I felt I had returned to 1989… The day after I had my bookcases fall in on me. The day after I realized I could of died. When the Loma Prieta quake hit I had just gotten home from work. I worked as a pipe organ tuner apprentice at the time, and I had gotten home from South San Francisco via Highway 80 and then came home to my apartment in time to kick back in my Lay-Z-Boy™ and turn on the Battle of the Bay (World Series between the Oakland A’s and that other team the San Francisco Giants). Just as I was relaxed all of the sudden my bookcases fell and m chair started rocking.

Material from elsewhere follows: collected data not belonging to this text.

PR #3515, opened 2026-08-17
fix: count Dataset quads in len() and update documentation

### LINKED ISSUE #3315: Dataset.__len__() not returning expected count

kiki286:
# Summary of changes

Fixes #3315.

`Dataset.__len__()` now returns the number of quads in the dataset rather than the number of distinct subject-predicate-object triples. This means identical triples stored in different named graphs are counted separately, consistent with Dataset iteration and `quads()`.

Added regression coverage in test_dataset.py and updated the Dataset example in datasets.py.

This changes the existing `len(Dataset)` behavior, but is intentional and addresses the reported issue. `Graph.__len__()` continues to count triples.

Dataset.__len__() sums len(graph) over Dataset.graphs(), so it asks the store for the list of graphs and then for the size of each graph.  For the in-memory store each per-graph count is a constant-time lookup, so the cost grows with the number of graphs rather than the number of quads. For remote stores such as SPARQLStore it issues one query to list the graphs plus one COUNT query per graph, which can be slower than a single store-level count for datasets with many graphs.

# Checklist

- [x] Discussed the change and got in-principle agreement: #3315.
- [x] Considered adding an example in examples.
- [x] Considered granting push permissions to the PR branch so maintainers can fix minor issues and keep the PR up to date.


rdflib/graph.py
```diff
@@ -2729,6 +2729,10 @@ def __str__(self) -> str:
         )
         return pattern % self.store.__class__.__name__
 
+    def __len__(self) -> int:
+        """Number of quads in the dataset."""
+        return sum(1 for _ in self.quads((None, None, None, None)))
```
edmondchuc: This is potentially expensive and may be suboptimal depending on the backing store. Could we calculate the count by delegating to the `Graph.__len__` implementation instead?

```python
def __len__(self) -> int:
    """Number of quads in the dataset."""
    return sum(len(graph) for graph in self.graphs())
```

test/test_dataset/test_dataset.py
```diff
@@ -210,6 +218,9 @@ def test_not_union(get_dataset):
 def test_iter(get_dataset):
     store, d = get_dataset
     """PR 1382: adds __iter__ to Dataset"""
+    if store == "SPARQLUpdateStore":
+        pytest.skip("SPARQLUpdateStore does not expose contexts through triples()")
```
edmondchuc: Could you please explain why this skip is required?

kiki286: Sorry that was Codex overreacting. I have converted to draft and will republish when it is actually fixed. SPARQLUpdateStore is not exposing the contexts because of my changed behaviour.

kiki286: I investigated the SPARQLUpdateStore failure and tried to remove the skip by changing Dataset.quads() to iterate through each graph’s triples() method. However, that per-graph Dataset.quads() rewrite changed established context behavior and caused widespread regressions, so I reverted that attempt.

The underlying context limitation appears to predate the PR: SPARQLUpdateStore.triples() yields None for the context, while ConjunctiveGraph.quads() relies on store-provided context information. It only surfaced in this PR because I added assert len(d) == i_new compared the correct graph-count result with the backend’s empty iterator result. Before that assertion, the test compared two empty iterators and passed without verifying that the dataset contents were actually being iterated. The Ubuntu 3.10 jobs are the only matrix entries that start a local Fuseki server and therefore enable the SPARQLUpdateStore tests.

The current PR remains limited to changing Dataset.__len__() to count quads and updating the related tests and documentation so I left backend-specific skip remains in place. @edmondchuc would you prefer the SPARQLUpdateStore context behavior to be addressed separately in its own issue or PR? If the SPARQL store behaviour should be changed, I may need some guidance from someone more familiar with the implications of that behaviour and any compatibility considerations.

kiki286: Rebased onto main and squashed so no functional changes. The SPARQLUpdateStore skip is still needed because its triples() doesn't report contexts, now tracked in #3556. Could someone approve the workflow runs? Thank you!

kiki286:
Rebased onto main and squashed so no functional changes. The SPARQLUpdateStore skip is still needed because its triples() doesn't report contexts, now tracked in #3556. Could someone approve the workflow runs? Thank you!

PR #1245, opened 2024-06-12
FIX: drop tmo fzp att from 6 states to 4 to match plc update

ZLLentz:
## Description

See title
The fzp attenuator lost two targets due to space concerns and this new state count had not propagated down to the Python code. I made the required change here.

## Motivation and Context

There are some confusing errors if the state count doesn't match. This is probably also something to fix.

## How Has This Been Tested?

Ming Fu says he can move the device again

Will make brief pre-release notes

## Pre-merge checklist

### DIFF
--- a/docs/source/upcoming_release_notes/1245-fix_fzp_att_state_count.rst
+++ b/docs/source/upcoming_release_notes/1245-fix_fzp_att_state_count.rst
@@ -1,0 +1,32 @@
+1245 fix_fzp_att_state_count
+############################
+
+API Breaks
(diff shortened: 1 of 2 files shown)


ZLLentz:
This is live in dev_conda to let tmo use their screen again

tongju12 (approved):
Thanks Zach to fix this. I should remember to do this after I comment two last states from PLC.

tangkong (approved):
Seems good and justifiable to me 👍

I untangled myself and sat there for a second and then went outside to see a Suburban and a Nova rolling back and forth and knocking into each other lightly (weird since the e-brakes where on).

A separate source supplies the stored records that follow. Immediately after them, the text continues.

PR #1248, opened 2024-06-18
removing st3k4 auto error

tongju12:
remove st3k4 auto error so that it will not show error when st1k4 is not flowing st3k4 when st3k4 is OUT

remove error message lines
## Motivation and Context

Do not give error while st1k4 is not out when ST3K4 is OUT

## How Has This Been Tested?

Test it in tmo under dev_conda. It works as expected. 

Dev_conda

(https://jira.slac.stanford.edu/browse/ECS-5586)

## Pre-merge checklist

### DIFF
--- a/docs/source/upcoming_release_notes/1248-DOC:ST1K4_decoupling_ST3K4_when_ST3K4_OUT.rst
+++ b/docs/source/upcoming_release_notes/1248-DOC:ST1K4_decoupling_ST3K4_when_ST3K4_OUT.rst
@@ -1,0 +1,30 @@
+1248 DOC:ST1K4 decoupling ST3K4 when ST3K4 OUT
+#################
+
+API Breaks
+----------
+- N/A
+
+Features
+--------
+- Decoupling ST1K4 with ST3K4 when ST3K4 OUT
+
+Device Updates
+--------------
+- N/A
+
+New Devices
+-----------
+- N/A
+
+Bugfixes
+--------
+- N/A
+
+Maintenance
+-----------
+- N/A
+
+Contributors
+------------
+- @tongju12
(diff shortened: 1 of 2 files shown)


pcdsdevices/sxr_test_absorber.py
```diff
@@ -34,10 +34,13 @@ def set(
...
+        """
         if self.st3k4_auto.get():
-            raise ST3K4AutoError(
-                "ST1K4 must follow ST3K4. Move rejected."
-            )
+           raise ST3K4AutoError(
+               "ST1K4 must follow ST3K4. Move rejected."
+           )
+        """
         return super().set(position, moved_cb=moved_cb, timeout=timeout)
```
ZLLentz, line 44: I think the correct fix here is to completely remove this `set` method override, starting from `def set` and ending at this line.

If we no longer need to prevent the moves here, we don't need this method at all, we can use the parent class's set instead.

docs/source/upcoming_release_notes/1248-DOC:ST1K4_decoupling_ST3K4_when_ST3K4_OUT.rst
```diff
@@ -0,0 +1,30 @@
+1248 DOC:ST1K4 decoupling ST3K4 when ST3K4 OUT
+#################
+
+API Breaks
+----------
+- N/A
+
+Features
+--------
+- Decoupling ST1K4 with ST3K4 when ST3K4 OUT
```
ZLLentz, line 10: This isn't what the code change does here. The decoupling is implemented in the PLC code.
This also should be under `Device Updates`, not under `Features`.
Maybe something more like this?
```
- Allow ST1K4 to move regardless of auto mode.
  See https://github.com/pcdshub/lcls-plc-kfe-motion/pull/122,
  where we decouple ST1K4 from ST3K4 when ST3K4 is OUT.
```

ZLLentz:
Test suite failures are unrelated to Tong's PR, see #1250

ZLLentz (approved):
I'll bypass the failing CI and merge this

PR #1251, opened 2024-06-19
DEV/DOC: Adding PPM classes for power meter that uses responsivity in…

KaushikMalapati:
… calculations

## Description

Adding two classes - PPM_R_PowerMeter and PPM_R to be used with power meters that use new way of calculating pulse energies using responsivity and support automatic collection of background voltages.

## Motivation and Context

https://jira.slac.stanford.edu/browse/ECS-875
New classes to support changes from this ticket

## How Has This Been Tested?

Not yet tested

New pre-release notes and docstrings on classes

## Pre-merge checklist


ZLLentz (changes requested):
Can you make this the normal PPM class instead of creating a new one?

Counterintuitively, creating a class bifurcation causes more backwards-compatibility problems rather than preventing them, because it requires us to update `happi` independently for each instance, and then anyone running an older version of pcdsdevices suddenly cannot `happi` load the updated PPM because the new class doesn't exist yet!

Rather than have some clients that can't use the PPMs at all, I'd prefer some distributed partial PV disconnects (provided they don't conflict with other PPM features)

I realize this is a fundamental issue with how we deploy `happi` devices and I'm open to suggestions on ways to do this better.

ZLLentz:
don't worry about the various weird test failures- there are some cascading issues related to the numpy update

docs/source/upcoming_release_notes/1249-Responsive_PPM.rst
ZLLentz, line 1: Looks like we have two copies of the pre-release notes in this pr

pcdsdevices/pim.py
```diff
@@ -420,6 +420,66 @@ class PPMPowerMeter(BaseInterface, Device):
...
+
+    responsivity = Cpt(PytmcSignal, ':RES', io='io', kind='normal', doc='Responsivity in  V/W, unique for every power meter.')
+
+    background_voltage = Cpt(PytmcSignal, ':BACK:VOLT', io='io', kind='normal', doc='Background voltage value used to calculate pulse energy.')
+
+    auto_background_reset = Cpt(PytmcSignal, ':BACK:RESET', io='io', kind='normal', doc='Set to reset auto background voltage collection.')
+    set_metadata(auto_background_reset, dict(variety='command-proc', value=1))
+
+    background_mode = Cpt(PytmcSignal, ':BACK:MODE', io='io', kind='normal', doc='Can be manual or passive. In manual mode, you can collect for a specified number of seconds. In passive mode, a buffer of automatically collected background voltages will be used to calculate the background voltage.')
+    set_metadata(background_mode, dict(variety='command-enum'))
```
ZLLentz, line 447: btw, `command-enum` makes the typhos screen display separate buttons for each option, arranged vertically. Just making sure you know, some people prefer the combobox but it's a matter of taste and I don't have a strong opinion.

ZLLentz (commented):
The class as-designed is really good

pcdsdevices/pim.py
KaushikMalapati: I was assuming that you needed command-enum for the combobox.

ZLLentz: These aren't documented super well, the only way to know is to flip through the decorators at https://github.com/pcdshub/typhos/blob/master/typhos/widgets.py

ZLLentz:
I think this looks great! Let's hold until we can try this on the real thing and then merge as-is if we're happy with it.

tangkong:
This also needs a master branch merge, but I agree with Zach's comments above

ZLLentz (approved):
I've confirmed that the screen is still totally functional for PPMs that haven't been upgraded yet :+1:

I'd like to see an example of it for an already updated device/ioc but this can wait until we have one.

ZLLentz:
I think this is still good as-is to merge but I need to click update branch first
To avoid clicking it twice I'm going to click it after the other PR is merged
And then we can merge this one after the tests re-pass again

PR #1252, opened 2024-06-19
FIX: workaround from ECS-5037

ZLLentz:
## Description

In Lcls2LaserTiming, handle cases where the done transition is shorter than the IOC scan rate by sleeping a bit.

## Motivation and Context

This workaround has allowed TMO and RIX to properly scan these devices.
It needs to be revisited in the future.

## How Has This Been Tested?

Live, with real data!

https://jira.slac.stanford.edu/browse/ECS-5037

## Pre-merge checklist


tangkong (commented):
I feel so powerless without the CI...

This smells like a classic case of "solving the problem in the wrong layer" to me.  If the IOC is busted, why are we fixing it in python and sweeping the real problem under the rug?  

I'm sure there's a reason, and I likely don't fully understand the issue here.  Is there an intent to fix this at the IOC level at all?

slactjohnson:
@tangkong I agree. Unfortunately the IOC is limited by the implementation of the ycpswAsyn driver. The ATCA common platform software is based on periodically polling registers, and does not have support for I/O interrupts, so we can't get the update from the register as soon as it updates. During very short timing adjustments, typically on the ~100 ps level, we don't catch the rising edge and that leads to timeouts. At this point I've increased the polling to 10Hz, which solves most of the issues, but there are occasionally timeouts when they scan small increments. 
I enquired with TID about making this possible via the ycpswAsyn driver, but it sounded like a significant effort for them with only one current use case (us).

slactjohnson (approved):
It's working in TMO/RIX and is effectively equivalent to the previous LXT, just with new PVs. LGTM

tangkong (approved):

ZLLentz:
Oh, if the polling is 10Hz, should I drop the sleep from 2s to 0.2s?

ZLLentz:
Actually, let's consider doing that separately- this is what's live and working, it can be refined.

PR #1253, opened 2024-06-19
MAINT/CI: drop pint in favor of sympy, various CI tweaks

ZLLentz:
## Description

Try to replace `pint` with `sympy` to see if we have more stable test suites.
Various other CI adjustments related to numpy 2.0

The next day I drove around and looked over the devastation. Highways (The Embarcadero) where flattened, houses where damaged and that’s without going over the Bay Bridge which was closed with damage. And I guess that it was these pictures that brought this to my mind.
The Great Hanshin Earthquake Disaster, or Kobe earthquake as it is more commonly known overseas, was an earthquake in Japan that measured 7.2 on the Richter scale. It occurred on January 17, 1995 at 5:46:52am in the southern part of Hyogo Prefecture and lasted for approximately 20 seconds. The focus of the earthquake was located 16.0km beneath its epicenter, on the northern end of Awaji Island, 20 km away from the city of Kobe with a population of 1.5 million.